My Oddball Austrianism

There are only two kinds of music: good and bad.
-- Apocryphal quote commonly attributed to Duke Ellington

I first encountered this quote at about the age of twenty while trying to talk a couple of local musicians into joining my band. They didn't, but the quote always stuck with me. As John J. Kafalas notes, even though the quote may not really have come from Ellington, it doesn't matter who originally said it. It's simply something true about music.

It is also something true of other things, and by "other things," I mean economic theories.

There are really only two kinds of economic theories: good ones and bad ones. As much as the economics blogosphere features passionate ideological debates between competing schools of thought, a lot of this really just comes down to squabbling among in-groups.

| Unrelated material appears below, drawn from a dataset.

PR #3147, opened 2018-02-21
dump-asy: add prerequisites check; fix empty container names warnings

walker0643:
Since the script isn't installed via package manager with the benefit of dependency checks, the first chunk makes sure that both asymptote and gv are installed before allowing the script to fail with less useful error output.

What I mean is, if we're talking about science and truth, it doesn't matter who "wins" the squabble. All that matters is reality, the truth.

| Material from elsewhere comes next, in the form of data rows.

Issue #3164, opened 2018-03-09
[Bug/Enhancement] X Resource RGB notation rgb:hh/hh/hh does not work


klorax:
X.Org Foundation recommends the RGB notation `rgb:hh/hh/hh` (which does not work when using X resources in i3) over `#rrggbb`: 

> "For  backward  compatibility,  an older syntax for RGB Device is supported, but its continued use is not encouraged. The syntax is an initial sharp sign character followed by a numeric specification ..."

Output of `i3 --moreversion 2>&- || i3 --version`:

N/A

URL to a logfile as per https://i3wm.org/docs/debugging.html:

N/A

**What I did:**

Entry in `$HOME/.Xresources`: `*color0: rgb:00/00/00`.
Entry in `$HOME/.i3/config`: `set_from_resource $var color0 #000000`.

**What I saw:**

Incorrect (gray != #000000) color.

**What I expected instead:**
To see the color specified.

Airblader:
Thanks for the issue. i3 doesn't explicitly support colors through X resources, we just allow setting variables from it.

That means this would be about supporting this color format in the i3 configuration in general, for which I don't see a good reason. I think it's reasonable to expect users to use the format i3 expects.

klorax:
Fair enough, to be honest I don't know why they switched, interested to find out but haven't found anything yet.

However two things might be good to change in i3:

1. The fallback color did not seem to be used in this case, which might be excpected behaviour.
2. There could be a note in the documentation section "X resources" about the color format notation.

Thanks!

Airblader:
I think there's a misunderstanding. i3 doesn't support »setting colors from Xresources«. It supports defining variables from Xresources. Whether these are used as colors, other values or even entire blocks of the config itself is entirely up to user – variables have no notion of syntax for their value. Hence using a variable as the color in, say, i3bar, cannot fall back to the fallback. The parsing of the variable succeeded, you just passed an invalid argument to i3bar.

klorax:
Ok, thanks for clearing up the part about the fallback!

I still think the documentation (userguide) could benefit from being a bit clearer though, currently it reads:

> "[variables] can also be created using a value configured in the X resource database. This is useful, for example, to avoid configuring color values within the i3 configuration. Instead, **the values can be configured, once, in the X resource database** to achieve an easily maintainable, consistent color theme across many X applications." (emphasis added)

As someone new, it is difficult know that i3 is getting the value for the resource verbatim and therefore must be in i3's format.

[...]

PR #3172, opened 2018-03-11
Docs [#3164]: Clarification about X resource value

klorax:
Clarification about X resource value: they are loaded verbatim and must therefore be in the format that i3 uses.
Solves #3164.


Airblader:
Thanks!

While I like to call myself an adherent of Austrian School economic theory, as the years go by I become progressively more aware of the differences between my feelings on Austrianism and the feelings apparently held by the majority of self-described Austrian School economists. Holding a heterodox view of an already heterodox discipline elevates the absurdity of all of this to unbelievable levels, but the fact remains: I am not your garden-variety Austrian adherent.

In truth, though, my economic views are closer to orthodox than they are to heterodox. I believe in any theory that is theoretically sound and has strong predictive value. What this means is that I reject things like the Keynesian income identity, because it is circular reasoning; and I embrace things like the Austrian Business Cycle Theory, because there are no logical reasons to believe it isn't true.

I am not one of those Austrian School economists who discount everything every Keynesian or Monetarist or whatever may happen to say, simply because it isn't Austrian. If Greg Mankiw or Paul Krugman says something that makes sense, it makes sense. If Amartya Sen demonstrates something that is undeniably true, then that's what it is. It doesn't matter which in-group these folks happen to belong to. Truth is truth.

But that also means that I don't discount things like heterodox Austrian School economics simply by virtue of the fact that it's heterodox.

One thing is for certain, I am not at all interested in choosing sides among competing in-groups. If something is true, I am more than happy to accept its truth - by virtue of the fact that it is true, not because it happens to be a prevailing opinion.

Therefore, unlike many other fans of Austrian School economics, I accept some theories and concepts from outside the Austrian school. And unlike many fans of more mainstream economic schools of thought, I accept those aspects of the Austrian school approach that are undeniably true. But I am out-growing the idea that, e.g. Ludwig von Mises was a radically different economist than his peers. Instead, I simply view him as a brilliant economist. His ideas are correct as far as I have been able to determine.

But that is a fact about Mises, not a fact about "Austrian economics." There are only two kinds of economic theories: correct ones and incorrect ones.